No, I don’t want to censor what people are querying, I want to censor
the searches I display.
I display the last 5 queries entered in the search box on my website.
I do not want to display offensive terms - such as, the '7 words you
can’t say on TV. I am already censoring the words themselves, but I
want to censor terms that contain those words.

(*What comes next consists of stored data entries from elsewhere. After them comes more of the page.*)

PR #3410, opened 2022-10-18
Backup stream for deployment retry and check disk space in validation

patelchandni:
1. Storing backup MemoryStream to copy zip again. This is needed for async deployments.
2. Checking local disk space in validation API. 

Use this link to compare all changes together (this PR + my last merged PR): 
https://github.com/projectkudu/kudu/compare/ed6e9c4..3fe359d

### DIFF
--- a/Kudu.Services/Deployment/PushDeploymentController.cs
+++ b/Kudu.Services/Deployment/PushDeploymentController.cs
@@ -37,6 +37,8 @@ namespace Kudu.Services.Deployment
         private const string CorrelationID = "x-ms-correlation-id";
         private const string ZipDeployValidationError = "ZipDeploy Validation ERROR";
         private const string ZipDeployValidationWarning = "ZipDeploy Validation WARNING";
+        //to store the stream especially for async calls so that we can copy content later on
+        private MemoryStream _backupStream;
 
         private readonly IEnvironment _environment;
         private readonly IFetchDeploymentManager _deploymentManager;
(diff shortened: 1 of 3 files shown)


Kudu.Services/Deployment/PushDeploymentController.cs
```diff
@@ -846,14 +854,28 @@ private async Task WriteSitePackageZip(ArtifactDeploymentInfo zipDeploymentInfo,
...
+
+            // Make sure D:\home\data\SitePackages exists
+            FileSystemHelpers.EnsureDirectory(_environment.SitePackagesPath);
+
+            using (tracer.Step("Saving request content to {0}", filePath))
+            {
+                if (_backupStream != null)
                 {
-                    await content.CopyToAsync(filePath, tracer);
+                    _backupStream.Dispose();
```
suwatch, line 875: Should set to null - to avoid leaving non null disposed memstream.

Kudu.Services/Deployment/PushDeploymentController.cs
```diff
@@ -611,38 +607,50 @@ private async Task LocalZipHandler(IRepository repository, DeploymentInfoBase de
...
-                    {
-                        await WriteSitePackageZip(zipDeploymentInfo, _tracer, Request.Content);
+                        if (!string.IsNullOrEmpty(zipDeploymentInfo.RemoteURL))
+                        {
+                            var content = await DeploymentHelper.GetArtifactContentFromURLAsync(zipDeploymentInfo, tracer);
+                            await content.CopyToAsync(filePath, tracer);
+                        }
+                        else
+                        {
+                            await Request.Content.CopyFromBackupAsync(filePath, tracer, _backupStream);
```
suwatch, line 635: I would do using here and set to null.   CopyFromBackupAsync routine should not dispose the object passing to it as it does not own it.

In case you need a reason why: the webpage is on the website of a
major University. I want to provide students with search topic tips,
but do not want to display any offensive words.
This is what I am doing:
censor = get_censor # returns an array of offensive words
unless censor.include?(query)
mod.update_search
How do I extend this to filter out queries that contain the censored
terms, I am thinking of MYSQL pattern matching with like but am not
sure how to do it.
Come on - this is an interesting problem. Too easy? Too hard? Too
controversial?
Well it certainly is interesting and can be a can of worms as it will
require regular maintenance. This is because there are many patterns
can be used to work around your censor.
I’d suggest you get to know regex pattern matching and see how
it can be done using MySQL functions. I think performance may
be an issue if you have a lot of content to filter.
If you can try to filter as you store content to DB or run an
independent
background process that cleans up the DB content while you sleep.
Yes my idea is to filter as I store in the DB. It seems like I should be
able to use wildcards around a value to match it to a list of words. For
example, if a user enters ‘ass’ the query will get filtered out and not
displayed, but if they enter ‘assmonkey’ then it will not get filtered. If
wildcards were used then it should filter it.
I do not expect to be able to filter every offensive query, but if I can get
some of them I would be happier.
I agree. Though you may want to consider if the following is acceptable.
a s s
a # s # s
a.s.s
etc.
I hope you get the idea.
I am familiar with reg ex, but how would I apply it? See my first post.
Any other takers?
I think Shawn may have eluded to the start of a possible solution…
Yes my idea is to filter as I store in the DB. It seems like I should be
able to use wildcards around a value to match it to a list of words. For
example, if a user enters ‘ass’ the query will get filtered out and not
displayed, but if they enter ‘assmonkey’ then it will not get filtered.
If
wildcards were used then it should filter it.
I do not expect to be able to filter every offensive query, but if I can
get
some of them I would be happier.
I am familiar with reg ex, but how would I apply it? See my first post.